Jill Wihebrink, 34, and Nancy Lafferty, 53, are ex-partners whose son was conceived by Wihebrink through artificial insemination, then adopted by Lafferty.
While some judges recognize such relationships, Indiana law does not. As a result, problems can arise when relations sour.
“Typically, adoption cuts all the ties between the birth mother and the child,” explains Maria Lopez, who teaches family law at the Indiana University School of Law-Indianapolis. “They call it the death penalty . . . because that’s it. It’s over.”
But the case today in Hamilton Superior Court 2 is not typical. It’s new ground for Judge Bernard L. Pylitt, who will decide how traditional family law applies to a nontraditional family.
“The issue here is, ‘How do you address custody?’ ” said attorney Allan W. Reid, who represents Lafferty. “Everybody acknowledges there is no law that applies to this situation.”
From a legal perspective, the problem began when a Tippecanoe County judge authorized the couple’s joint parenting with an adoption decree. A letter-of-the-law interpretation of the adoption statute does not allow it.

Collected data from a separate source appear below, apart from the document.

Issue #631, opened 2018-09-05
Potential problem with packaged /usr/bin/afu_sim_setup in 1.1.0 release


dwilson1394:
When using the deb package for ASE 1.1.0 (on a 64-bit Ubuntu 16.04 virtual machine) and attempting to use "afu_sim_setup" in the first tutorial in https://github.com/OPAE/intel-fpga-bbb/tree/master/samples/tutorial/01_hello_world, afu_sim_setup throws an IO exception at line 108 indicating **dst** doesn't exist.

https://github.com/OPAE/opae-sdk/blob/0bf28fa812e9be6e4e6a1a25a229667022d37a76/ase/scripts/afu_sim_setup#L103-L110

Upon further investigation, dst doesn't exist because it is never created via **copy_tree()** from **ase_base** which is set to **/home/lab/sys_aalsdk/opae-sdk-x/ase**. This corresponds to a value returned by getASESrcPath() which uses the local variables **project_src_dir** and **ase_share_dir** . In the package's **/usr/bin/afu_sim_setup**, they appear as:

``` python
def getASESrcPath():
    # CMake will update any variables marked by @ with the proper values.
    project_src_dir = '/home/lab/sys_aalsdk/opae-sdk-x/ase'
    ase_share_dir = '/home/lab/sys_aalsdk/opae-sdk-x/ase'
```

Since ase_share_dir is a non-valid full path on my machine, afu_sim_setup won't work since line 68 (`ase_share = os.path.join(parent_dir, ase_share_dir) `) returns **/home/lab/sys_aalsdk/opae-sdk-x/ase**.  

https://github.com/OPAE/opae-sdk/blob/0bf28fa812e9be6e4e6a1a25a229667022d37a76/ase/scripts/afu_sim_setup#L46-L68

I would guess that ASE_SHARE_DIR variable was originally a relative path and some change in the cmake files has changed it to the packager's full path that results in the os.path.join() in being incorrect.

michael-adler:
I'm confused. The user specifies "dst". Is the original complaint that the exception fires because "dst" doesn't exist wrong? Is the reason really that "ase_base" (the source) doesn't exist?

dwilson1394:
Sorry about that, I jumped a few steps there.

[...]

PR #648, opened 2018-09-08
Fix incorrect recording of ASE installation path

michael-adler:
The meaning of ASE_SHARE_DIR changed in commit 575fb262, which broke
afu_sim_setup's ability to find the installed ASE share tree.

This fixes issue #631

### DIFF
--- a/ase/CMakeLists.txt
+++ b/ase/CMakeLists.txt
@@ -45,14 +45,17 @@ set(OPAE_SHARE_DIR     ${OPAE_SDK_SOURCE})
 set(OPAE_SHARE_DIR     ${OPAE_SDK_SOURCE} PARENT_SCOPE) # do not remove, they are not the same
 include(ase_variables_config)
 
+# This is used in scripts to find the relative installed path to ASE files
+set(ASE_INST_SHARE_DIR share/opae/ase)
+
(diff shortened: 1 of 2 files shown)


michael-adler:
The problem appears only when the OPAE SDK source for an installation is _not_ present when afu_sim_setup is invoked. This would happen, e.g., when installing OPAE from an RPM instead of building from source. We are clearly not testing this case well and should.

Confirmed the solution by first making the bug happen in the DCP test environment. I removed the opae_sdk_x tree and ran ASE regressions using current master. Everything broke (http://sw-pert.altera.com/pert/pert.php?test_run_id=2654936). I reran the experiment using the change here and ASE then ran correctly (http://sw-pert.altera.com/pert/pert.php?test_run_id=2654937).

This will have to be cherry picked into all releases derived from 575fb26.

lzhan55:
@michael-adler Will this fix work on machines without OPAE installation such as OPAE development machine? The fix looks good to me. Thanks.

michael-adler:
@lzhan55, I'm not sure what you mean by "without OPAE installation". Do you mean "without OPAE sources"? If so, then yes afu_sim_setup will again work without OPAE SDK sources present after this commit.

PR #650, opened 2018-09-10
Add in optionparser unit tests

jelonanX:


testing/unit/test_optionparser_c.cpp
```diff
@@ -0,0 +1,88 @@
...
+/**
+ * @test       open_06
+ *
+ * @brief      When the fpga_token parameter to fpgaOpen is NULL, the
+ *             function returns FPGA_INVALID_PARAM.
+ */
+//TEST(LibopaecOpenCommonALL, open_06) {
+//  fpga_handle h;
+//
+//  EXPECT_EQ(FPGA_INVALID_PARAM, fpgaOpen(NULL, &h, 0));
```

The potential for complications grew when Lafferty, a former English instructor at Ball State University, petitioned the Hamilton County court for a child custody order not technically allowed for unmarried parents. She had wanted to ensure her position as the custodial parent after Wihebrink was imprisoned for reckless homicide following a fatal drunken-driving accident.
The couple’s joint request also specified regular visitation rights to maintain Wihebrink’s parenting time while behind bars.
“That’s one of the ambiguities here,” said Reid. “In theory, both of them have custody. What we were seeking was just a recognition that Jill is in prison, Nancy is now the custodial parent.”
The lag in legislation to recognize the nontraditional family situations that modern-day judges must address is a growing challenge for courts nationwide.